Richard Blondell, the chairman of the training committee at the ABAM, said the group expected to accredit an additional 10-15 schools this year.

The rethinking of addiction as a medical disease rather than a strictly psychological one began about 15 years ago, when researchers discovered through high-resonance imaging that drug addiction resulted in actual physical changes to the brain.

Armed with that understanding, "the management of folks with addiction becomes very much like the management of other chronic diseases, such as asthma, hypertension or diabetes," said Daniel Alford, who oversees the program at Boston University Medical Center.

Central to the understanding of addiction as a physical ailment is the belief that treatment must be continuing in order to avoid relapse. Just as no one expects a diabetes patient to be cured after six weeks of diet and insulin management, Dr. Alford said, it is unrealistic to expect most drug addicts to be cured after 28 days in a detoxification facility.

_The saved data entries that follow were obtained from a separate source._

PR #959, opened 2022-01-09
WorkflowUnsafe#isWorkflowThread

### LINKED ISSUE #955: Expose a method allowing user code to defined if they are inside workflow thread
Users want to reuse pieces of code in workflow and outside of the workflow context and use deterministic `Workflow` class methods if they are inside a workflow context and non-deterministic versions if they are outside.

Probably a method on the `Workflow` class returning true if we are executing inside a workflow thread

- Not exposing access to this info, maybe enforcing users to don't share code in such a manner.
- Give an API, but not on `Workflow`, but somewhere deeper, which will highlight the fact that it may be not a good practice.

**Additional context**
Related discussion in a Temporal Support Slack: https://temporalio.slack.com/archives/CTT84KXK9/p1641489380001200

Spikhalskiy:
Added WorkflowUnsafe#isWorkflowThread
Relocated general Workflows javadoc from Workflow class onto `io.temporal.workflow.package-info`

Closes #955

### DIFF
--- a/temporal-opentracing/src/main/java/io/temporal/opentracing/internal/OpenTracingWorkflowOutboundCallsInterceptor.java
+++ b/temporal-opentracing/src/main/java/io/temporal/opentracing/internal/OpenTracingWorkflowOutboundCallsInterceptor.java
@@ -28,6 +28,7 @@ import io.temporal.common.interceptors.WorkflowOutboundCallsInterceptorBase;
 import io.temporal.opentracing.OpenTracingOptions;
 import io.temporal.workflow.Workflow;
 import io.temporal.workflow.WorkflowInfo;
+import io.temporal.workflow.unsafe.WorkflowUnsafe;
 
 public class OpenTracingWorkflowOutboundCallsInterceptor
     extends WorkflowOutboundCallsInterceptorBase {
@@ -48,7 +49,7 @@ public class OpenTracingWorkflowOutboundCallsInterceptor
 
   @Override
   public <R> ActivityOutput<R> executeActivity(ActivityInput<R> input) {
-    if (!Workflow.isReplaying()) {
+    if (!WorkflowUnsafe.isReplaying()) {
       Span activityStartSpan =
           contextAccessor.writeSpanContextToHeader(
               () -> createActivityStartSpanBuilder(input.getActivityName()).start(),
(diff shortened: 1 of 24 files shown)


temporal-sdk/src/main/java/io/temporal/workflow/unsafe/WorkflowUnsafe.java
```diff
@@ -0,0 +1,70 @@
...
+ *
+ *  http://aws.amazon.com/apache2.0
+ *
+ *  or in the "license" file accompanying this file. This file is distributed on
+ *  an "AS IS" BASIS, WITHOUT WARRANTIES OR CONDITIONS OF ANY KIND, either
+ *  express or implied. See the License for the specific language governing
+ *  permissions and limitations under the License.
+ */
+
+package io.temporal.workflow.unsafe;
```
cretz, line 20: Not sure it deserves its own package, but no biggie

cretz (approved):

temporal-sdk/src/main/java/io/temporal/workflow/unsafe/WorkflowUnsafe.java
Spikhalskiy: It doesn't. I just want to dig it deeper :)

temporal-opentracing/src/main/java/io/temporal/opentracing/internal/OpenTracingWorkflowOutboundCallsInterceptor.java
```diff
@@ -48,7 +49,7 @@ public OpenTracingWorkflowOutboundCallsInterceptor(
 
   @Override
   public <R> ActivityOutput<R> executeActivity(ActivityInput<R> input) {
-    if (!Workflow.isReplaying()) {
+    if (!WorkflowUnsafe.isReplaying()) {
```
bergundy, line 52: Should we expose this as `Workflow.unsafe.isReplaying()`?

bergundy (approved):

temporal-opentracing/src/main/java/io/temporal/opentracing/internal/OpenTracingWorkflowOutboundCallsInterceptor.java
cretz: I think the class level is common in Java.

Spikhalskiy: Do you mean like `Workflow.Unsafe.isReplaying` where `Unsafe` is an inner class of `Workflow`?
We can, but it will actually increase the discoverability (people will see it autocomplete for `Workflow.`), so I'm in favor of a separate class.

PR #969, opened 2022-01-12
Fix rpcRetryOptions not being set in WorkflowServiceStubsOptions

cliffsun91:
It wasn't being set in the private constructor `WorkflowServiceStubsOptions(Builder builder, boolean ignore)`.
It also seems like the parameter `ignore` isn't being used?

There also doesn't seem to be any existing tests for this class / builder...

## Checklist

1. Closes 

2. How was this tested:

3. Any docs updates needed?


Spikhalskiy:
Closing in favor of https://github.com/temporalio/sdk-java/pull/972

PR #974, opened 2022-01-13
Make GraalVM exe generation part of the build

mmcshane:
## What was changed

The Gradle task `nativeImage` will generate a
build/graal/temporal-test-server executable and the task `docker` will
wrap the same into a Docker image.

## Why?

Encapsulate all the fiddly bits of native image generation behind gradle tasks.

## Checklist

1. Closes 

2. How was this tested:

This is works-on-my-machine level on linux. I need to provision an EC2 Mac instance next to test out the OSX compatibility.

3. Any docs updates needed?


cretz:
Doesn't have to be part of this issue, but knowing all the specific Graal config you had to do, I wonder if we can have CI build the server via gradle and try to run at least its exe form and make a call against it just to confirm it works (don't even need multi-platform or docker, just a sanity check would be good enough I think).

I fear the settings may be brittle and a gRPC/netty upgrade may break things. Again, doesn't have to be in this issue of course.

mmcshane:
> I wonder if we can have CI build ...

Once I'm happy with OSX/arm I can make sure there are some appropriate sanity tests.

> I fear the settings may be brittle

Goodness yes. This support is highly coupled to the implementation internals of a complex third party library. But if we _must_ have a native exe and we _must not_ have yet another partial implementation of the server api then I don't know what else to try.

cretz:
@mmcshane - :+1: My concern w/ brittleness is allayed by having a CI check, so we're good.

temporal-testing/build.gradle
```diff
@@ -53,6 +55,23 @@ task testServiceServer(type: CreateStartScripts) {
     dependsOn 'sourcesJar'
 }
 
+graal {
```
Spikhalskiy, line 58: temporal-testing now is a mix of the testing server with some java-specific unit test helpers.
Do you think it's time to move test server into temporal-test-server and make temporal-testing depend on it?
So all this graal config can be in a more appropriate separate module than temporal-testing.

temporal-testing/build.gradle
```diff
@@ -53,6 +55,23 @@ task testServiceServer(type: CreateStartScripts) {
...
+  outputName "temporal-test-server"
+  mainClass application.mainClassName
+  javaVersion '17'
+  graalVersion '21.3.0'
+  option "--class-path=${buildDir}/dependencies/*"
+  option "--allow-incomplete-classpath"
+  option "--no-fallback"
+  option "--install-exit-handlers"
```
Spikhalskiy, line 66: It would be great if we can provide some commentary for each of the options that you still remember why were added :)

temporal-testing/src/main/resources/META-INF/native-image/io.temporal/temporal-testing/jni-config.json
```diff
@@ -0,0 +1,29 @@
+[
+{
+  "name":"java.lang.ClassLoader",
```
Spikhalskiy, line 3: It this file generated automatically using one of the Graal agents?

If so, it would be nice to get a Readme.md containing steps to generate/regenerate it.

Spikhalskiy (approved):
LGTM. All comments are advisory.
It would be really great to get more documentation with this PR about how this and that files were generated if they were generated or what's the logic behind them if they were manually crafted.

Also, I feel that the original documentation that I added about building the native distribution should likely be updated: https://github.com/temporalio/sdk-java/blob/8998879964e38d44bdd0aeb90e35141569f7bf55/temporal-testing/README.md#L50-L49

temporal-testing/build.gradle
bergundy: I would do it but doesn't have to be in this PR

temporal-testing/build.gradle
```diff
@@ -53,6 +55,23 @@ task testServiceServer(type: CreateStartScripts) {
...
+  option "-H:+StaticExecutableWithDynamicLibC"
+}
+
+docker {
```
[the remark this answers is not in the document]
bergundy: Yeah, you'd need to compile for linux on the host and copy it to the docker image

bergundy (approved):
LGTM.

The next steps should be to build and test the executable for different targets.
You will have to use dedicated builders for that so it's a considerable effort.
For arm64 linux and mac you can use EC2 (https://aws.amazon.com/ec2/instance-types/mac/).
For the x86 windows, linux and mac we can use Github Actions free builders.

I would use Github Actions for this.

mmcshane:
Landing this now but TODO list is

1. break out a separate module (same repo) for the server
2. document the steps to regenerate/update the native-image json config files
3. Only use static linking on linux
4. get GHA matrix builds going

PR #987, opened 2022-01-19
Rework and cleanup Worker metrics and contexts

### LINKED ISSUE #986: Add metrics for active executors threads

Right now metrics that are provided by JavaSDK don't give a direct answer to a question of what percentage of WTF, Activity, or Local Activity executors threads are actually used. 
We have a metric that gives us time between SCHEDULE and PULL of the task (SCHEDULE_TO_START) that can be judged that there are not enough Pollers.
We have a metric that gives us information on how long does it take to process a task (execution_latency)
But we don't have any direct stats helping to understand that we don't have enough executors. We can theoretically have an underloaded host with not enough executor threads and no metric to understand that we utilize the executor pool fully and we should increase its size.

Report a gauge metric with a number of available threads in Executor ThreadPools.

Spikhalskiy:
This PR doesn't have functional changes. It's a unification, cleanup, and refactoring of metrics and context between different types of workers.


Sushisource (approved):

cretz:
In Go, we recently added `temporal_worker_task_slots_available` which we found is clearer for determining utilization (see https://github.com/temporalio/sdk-go/pull/637). Might we want something similar here?

Sushisource:
Yeah actually I had forgotten about that. I originally advocated for available slots rather than used b/c it's generally more what you care about without needing to know how many total slots there are. Probably make sense to do those instead.

PR #996, opened 2022-01-22
Expose WorkflowInfo.getCronSchedule

tsurdilo:

exposes WorkflowInfo.getCronSchedule so can get the defined cron schedule inside workflow code

### DIFF
--- a/temporal-sdk/src/main/java/io/temporal/internal/replay/ReplayWorkflowContext.java
+++ b/temporal-sdk/src/main/java/io/temporal/internal/replay/ReplayWorkflowContext.java
@@ -261,7 +261,7 @@ public interface ReplayWorkflowContext extends ReplayAware {
   /** Updates or inserts search attributes used to index workflows. */
   void upsertSearchAttributes(SearchAttributes searchAttributes);
 
-  /** @return workflow retry attempt */
+  /** @return workflow retry attempt. default is 1 */
   int getAttempt();
 
   /** @return workflow cron schedule */
--- a/temporal-sdk/src/main/java/io/temporal/internal/replay/ReplayWorkflowContext.java
+++ b/temporal-sdk/src/main/java/io/temporal/internal/replay/ReplayWorkflowContext.java
@@ -261,5 +261,9 @@ public interface ReplayWorkflowContext extends ReplayAware {
   /** Updates or inserts search attributes used to index workflows. */
   void upsertSearchAttributes(SearchAttributes searchAttributes);
 
+  /** @return workflow retry attempt */
   int getAttempt();
+
+  /** @return workflow cron schedule */
+  String getCronSchedule();
 }
--- a/temporal-sdk/src/test/java/io/temporal/workflow/GetCronScheduleFromWorkflowInfoTest.java
+++ b/temporal-sdk/src/test/java/io/temporal/workflow/GetCronScheduleFromWorkflowInfoTest.java
@@ -1,0 +1,105 @@
+/*
+ *  Copyright (C) 2020 Temporal Technologies, Inc. All Rights Reserved.
+ *
+ *  Copyright 2012-2016 Amazon.com, Inc. or its affiliates. All Rights Reserved.
+ *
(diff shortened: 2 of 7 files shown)


bergundy (approved):

temporal-sdk/src/main/java/io/temporal/internal/replay/ReplayWorkflowContext.java
```diff
@@ -261,5 +261,9 @@ void getVersion(
   /** Updates or inserts search attributes used to index workflows. */
   void upsertSearchAttributes(SearchAttributes searchAttributes);
 
+  /** @return workflow retry attempt */
```
Spikhalskiy, line 264: If we add this javadoc, it may be good to specify what is the stat value (0 or 1).

temporal-sdk/src/test/java/io/temporal/workflow/GetCronScheduleFromWorkflowInfoTest.java
```diff
@@ -0,0 +1,107 @@
...
+    WorkflowStub workflowStub =
+        testWorkflowRule
+            .getWorkflowClient()
+            .newUntypedWorkflowStub(
+                "TestGetCronScheduleWorkflowsFunc",
+                newWorkflowOptionsWithTimeouts(testWorkflowRule.getTaskQueue())
+                    .toBuilder()
+                    .setCronSchedule("0 0 * * *")
+                    .build());
+    testWorkflowRule.registerDelayedCallback(Duration.ofDays(1), workflowStub::cancel);
```
Spikhalskiy, line 64: Why do we need it here?

temporal-sdk/src/test/java/io/temporal/workflow/GetCronScheduleFromWorkflowInfoTest.java
```diff
@@ -0,0 +1,107 @@
...
+
+  @Rule
+  public SDKTestWorkflowRule testWorkflowRule =
+      SDKTestWorkflowRule.newBuilder()
+          .setWorkflowTypes(TestGetCronScheduleWorkflowsFuncImpl.class)
+          .build();
+
+  @Test
+  public void testGetCronScheduleFromWorkflowInfo() throws InterruptedException {
+    Assume.assumeFalse("skipping for docker tests", testWorkflowRule.isUseExternalService());
```
Spikhalskiy, line 53: Why can't we make it work with the external service?

Spikhalskiy (approved):

temporal-sdk/src/test/java/io/temporal/workflow/GetCronScheduleFromWorkflowInfoTest.java
tsurdilo: to hit the cron at least once, and then cancel it after a day (to stop it)

tsurdilo: the cron is set for "At 00:00" and we cancel it after a day to make sure it invokes the workflow method at least once when its tested. there seems to be some issues with testing cron workflows in general that will take a look at next.

cretz (approved):

temporal-sdk/src/main/java/io/temporal/internal/replay/ReplayWorkflowContext.java
tsurdilo: added (default is 1)

temporal-sdk/src/test/java/io/temporal/workflow/GetCronScheduleFromWorkflowInfoTest.java
Spikhalskiy: Why do we need to cancel it at all after that day? I'm just not sure how it affects the test and why it's important for it. If the test can be implemented without this cancellation - it should (for example, by canceling from inside the worklfow?). Because you likely will face troubles adapting this test for a dockerized temporal if this is an important piece for the test.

Increasing interest in addiction medicine is a handful of promising new pharmaceuticals, most notably buprenorphine (sold under names like Suboxone), which has proved to ease withdrawal symptoms in heroin addicts and subsequently block cravings, though it causes side effects of its own. Few addiction medicine specialists advocate a path to recovery that depends solely on pharmacology, however.

Equally maligned is the idea that psychiatry or 12-step programs are adequate for curing a disease with physical roots in the brain. Many people who abuse substances do not have psychiatric problems, Dr. Alford noted, adding, "I think there's absolutely a role for addiction psychiatrists."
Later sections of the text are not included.